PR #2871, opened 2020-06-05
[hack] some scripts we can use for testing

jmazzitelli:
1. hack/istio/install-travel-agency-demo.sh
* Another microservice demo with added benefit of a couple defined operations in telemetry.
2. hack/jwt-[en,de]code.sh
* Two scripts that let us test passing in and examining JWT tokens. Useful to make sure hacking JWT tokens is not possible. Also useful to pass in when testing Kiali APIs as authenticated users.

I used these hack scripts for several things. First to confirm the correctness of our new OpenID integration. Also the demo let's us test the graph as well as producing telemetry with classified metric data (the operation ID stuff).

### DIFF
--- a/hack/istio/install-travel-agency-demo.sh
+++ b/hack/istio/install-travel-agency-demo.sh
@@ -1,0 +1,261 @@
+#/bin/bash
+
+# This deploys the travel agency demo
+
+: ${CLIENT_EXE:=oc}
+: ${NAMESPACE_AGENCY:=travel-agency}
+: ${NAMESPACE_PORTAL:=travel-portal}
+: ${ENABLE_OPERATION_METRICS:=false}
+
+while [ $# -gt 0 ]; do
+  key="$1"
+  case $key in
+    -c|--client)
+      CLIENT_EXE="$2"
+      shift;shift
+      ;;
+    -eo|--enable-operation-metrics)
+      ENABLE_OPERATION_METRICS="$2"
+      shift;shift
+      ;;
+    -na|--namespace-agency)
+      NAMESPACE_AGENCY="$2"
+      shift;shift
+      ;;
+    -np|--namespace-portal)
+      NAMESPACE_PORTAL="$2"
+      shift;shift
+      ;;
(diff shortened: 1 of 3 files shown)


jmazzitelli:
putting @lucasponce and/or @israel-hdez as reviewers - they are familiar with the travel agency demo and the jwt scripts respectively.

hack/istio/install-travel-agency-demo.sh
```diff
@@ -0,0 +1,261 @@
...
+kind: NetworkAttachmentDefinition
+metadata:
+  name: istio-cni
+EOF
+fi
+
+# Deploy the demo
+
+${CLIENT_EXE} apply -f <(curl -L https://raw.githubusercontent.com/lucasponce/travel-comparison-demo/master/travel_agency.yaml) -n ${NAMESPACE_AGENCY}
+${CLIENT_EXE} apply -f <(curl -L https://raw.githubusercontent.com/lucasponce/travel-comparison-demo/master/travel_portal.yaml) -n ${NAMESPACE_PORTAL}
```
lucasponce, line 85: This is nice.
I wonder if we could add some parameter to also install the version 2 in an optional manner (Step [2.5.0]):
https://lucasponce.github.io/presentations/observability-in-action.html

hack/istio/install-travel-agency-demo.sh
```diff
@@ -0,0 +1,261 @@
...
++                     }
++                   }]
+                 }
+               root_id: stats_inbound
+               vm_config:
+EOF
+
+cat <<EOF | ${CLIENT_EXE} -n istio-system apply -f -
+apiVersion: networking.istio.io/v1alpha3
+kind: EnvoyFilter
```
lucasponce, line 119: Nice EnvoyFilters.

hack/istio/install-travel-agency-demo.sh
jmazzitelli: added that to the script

....................

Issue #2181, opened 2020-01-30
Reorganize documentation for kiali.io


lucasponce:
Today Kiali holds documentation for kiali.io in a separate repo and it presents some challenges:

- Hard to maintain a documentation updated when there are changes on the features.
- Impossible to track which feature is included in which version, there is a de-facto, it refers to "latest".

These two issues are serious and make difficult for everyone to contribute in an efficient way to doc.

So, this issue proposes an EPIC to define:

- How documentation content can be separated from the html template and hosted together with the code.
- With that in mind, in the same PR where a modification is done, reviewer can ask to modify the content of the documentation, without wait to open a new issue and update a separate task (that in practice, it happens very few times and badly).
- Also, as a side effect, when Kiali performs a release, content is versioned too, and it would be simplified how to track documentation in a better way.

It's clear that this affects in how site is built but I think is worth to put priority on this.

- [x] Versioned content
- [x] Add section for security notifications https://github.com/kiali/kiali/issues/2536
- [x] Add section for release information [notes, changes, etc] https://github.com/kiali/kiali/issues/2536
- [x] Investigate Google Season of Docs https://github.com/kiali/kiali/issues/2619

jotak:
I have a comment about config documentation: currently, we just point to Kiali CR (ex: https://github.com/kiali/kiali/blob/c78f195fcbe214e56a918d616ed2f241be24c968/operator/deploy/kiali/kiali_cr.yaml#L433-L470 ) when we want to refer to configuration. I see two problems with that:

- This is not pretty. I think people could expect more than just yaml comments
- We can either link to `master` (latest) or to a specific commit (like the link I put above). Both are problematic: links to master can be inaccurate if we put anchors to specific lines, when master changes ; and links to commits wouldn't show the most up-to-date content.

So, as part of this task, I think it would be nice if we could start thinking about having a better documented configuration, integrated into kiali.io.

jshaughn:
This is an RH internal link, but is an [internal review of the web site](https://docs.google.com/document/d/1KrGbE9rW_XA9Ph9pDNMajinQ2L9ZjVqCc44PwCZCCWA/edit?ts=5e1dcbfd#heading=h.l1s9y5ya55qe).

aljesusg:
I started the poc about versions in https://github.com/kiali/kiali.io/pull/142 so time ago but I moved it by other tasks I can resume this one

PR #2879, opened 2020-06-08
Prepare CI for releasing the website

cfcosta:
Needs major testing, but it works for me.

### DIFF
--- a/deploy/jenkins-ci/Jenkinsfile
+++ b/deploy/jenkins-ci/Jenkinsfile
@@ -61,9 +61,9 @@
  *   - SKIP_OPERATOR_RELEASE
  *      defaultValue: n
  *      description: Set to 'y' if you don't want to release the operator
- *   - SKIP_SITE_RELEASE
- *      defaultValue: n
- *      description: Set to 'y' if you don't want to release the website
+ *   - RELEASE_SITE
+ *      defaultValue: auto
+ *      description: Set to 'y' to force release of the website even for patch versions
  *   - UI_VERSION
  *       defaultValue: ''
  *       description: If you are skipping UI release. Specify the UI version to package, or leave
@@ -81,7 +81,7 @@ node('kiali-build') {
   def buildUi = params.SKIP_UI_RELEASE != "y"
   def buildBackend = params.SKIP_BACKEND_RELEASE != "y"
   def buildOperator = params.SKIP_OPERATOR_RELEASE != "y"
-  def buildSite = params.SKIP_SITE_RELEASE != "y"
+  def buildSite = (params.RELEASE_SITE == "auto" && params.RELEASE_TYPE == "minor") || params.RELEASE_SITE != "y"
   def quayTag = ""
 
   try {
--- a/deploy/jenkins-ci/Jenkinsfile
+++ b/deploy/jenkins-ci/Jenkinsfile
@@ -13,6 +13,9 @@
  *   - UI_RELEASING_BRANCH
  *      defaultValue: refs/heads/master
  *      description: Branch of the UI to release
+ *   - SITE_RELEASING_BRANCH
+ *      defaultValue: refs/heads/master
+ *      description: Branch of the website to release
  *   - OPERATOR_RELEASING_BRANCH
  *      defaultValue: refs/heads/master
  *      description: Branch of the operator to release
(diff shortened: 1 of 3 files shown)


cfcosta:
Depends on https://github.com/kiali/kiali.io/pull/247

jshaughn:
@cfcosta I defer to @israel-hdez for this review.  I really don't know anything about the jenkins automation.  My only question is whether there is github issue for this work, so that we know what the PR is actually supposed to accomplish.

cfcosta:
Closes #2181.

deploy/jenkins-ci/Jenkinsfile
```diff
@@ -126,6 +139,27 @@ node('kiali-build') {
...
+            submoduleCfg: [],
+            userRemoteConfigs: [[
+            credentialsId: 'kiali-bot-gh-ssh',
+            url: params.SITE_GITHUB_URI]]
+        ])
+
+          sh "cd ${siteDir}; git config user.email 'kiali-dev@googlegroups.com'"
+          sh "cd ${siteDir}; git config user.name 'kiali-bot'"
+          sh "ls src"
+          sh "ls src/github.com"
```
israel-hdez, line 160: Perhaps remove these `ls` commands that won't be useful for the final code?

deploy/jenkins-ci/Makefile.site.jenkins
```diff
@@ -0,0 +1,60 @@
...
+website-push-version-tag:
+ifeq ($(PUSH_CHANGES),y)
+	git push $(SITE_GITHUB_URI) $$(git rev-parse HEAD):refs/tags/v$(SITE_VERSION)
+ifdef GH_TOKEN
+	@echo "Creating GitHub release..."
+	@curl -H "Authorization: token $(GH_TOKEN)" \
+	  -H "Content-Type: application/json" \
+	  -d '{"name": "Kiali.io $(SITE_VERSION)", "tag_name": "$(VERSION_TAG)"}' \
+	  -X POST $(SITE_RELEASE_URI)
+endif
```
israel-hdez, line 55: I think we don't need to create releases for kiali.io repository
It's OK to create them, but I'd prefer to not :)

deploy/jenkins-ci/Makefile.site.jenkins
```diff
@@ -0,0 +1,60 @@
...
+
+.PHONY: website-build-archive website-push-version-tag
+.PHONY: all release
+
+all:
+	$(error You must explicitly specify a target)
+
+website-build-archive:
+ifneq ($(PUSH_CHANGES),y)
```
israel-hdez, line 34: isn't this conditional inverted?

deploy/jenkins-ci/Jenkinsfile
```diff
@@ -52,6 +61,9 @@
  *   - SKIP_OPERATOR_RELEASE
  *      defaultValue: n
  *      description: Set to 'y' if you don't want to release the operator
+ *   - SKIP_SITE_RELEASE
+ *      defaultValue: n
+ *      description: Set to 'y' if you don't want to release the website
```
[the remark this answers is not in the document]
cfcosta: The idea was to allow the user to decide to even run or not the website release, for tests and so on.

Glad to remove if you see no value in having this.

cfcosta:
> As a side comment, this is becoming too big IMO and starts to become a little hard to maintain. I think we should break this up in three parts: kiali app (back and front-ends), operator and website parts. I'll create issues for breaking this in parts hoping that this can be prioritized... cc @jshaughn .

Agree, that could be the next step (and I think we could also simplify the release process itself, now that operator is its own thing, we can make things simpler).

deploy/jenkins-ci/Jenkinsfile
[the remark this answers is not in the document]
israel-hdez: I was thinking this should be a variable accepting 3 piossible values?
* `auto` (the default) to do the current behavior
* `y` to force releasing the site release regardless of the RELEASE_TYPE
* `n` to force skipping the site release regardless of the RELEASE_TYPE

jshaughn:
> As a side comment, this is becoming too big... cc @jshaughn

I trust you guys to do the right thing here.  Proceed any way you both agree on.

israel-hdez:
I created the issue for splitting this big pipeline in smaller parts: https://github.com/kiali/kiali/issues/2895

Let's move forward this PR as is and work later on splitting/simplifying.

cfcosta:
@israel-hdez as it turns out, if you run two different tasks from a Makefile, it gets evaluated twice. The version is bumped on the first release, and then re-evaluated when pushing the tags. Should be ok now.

....................

**Directions for this task**. Above are the records; copy exactly the lines from the line with "PR #2871, opened 2020-06-05" through the line with "as authenticated users.", both included.

**Completed task**.
PR #2871, opened 2020-06-05
[hack] some scripts we can use for testing

jmazzitelli:
1. hack/istio/install-travel-agency-demo.sh
* Another microservice demo with added benefit of a couple defined operations in telemetry.
2. hack/jwt-[en,de]code.sh
* Two scripts that let us test passing in and examining JWT tokens. Useful to make sure hacking JWT tokens is not possible. Also useful to pass in when testing Kiali APIs as authenticated users.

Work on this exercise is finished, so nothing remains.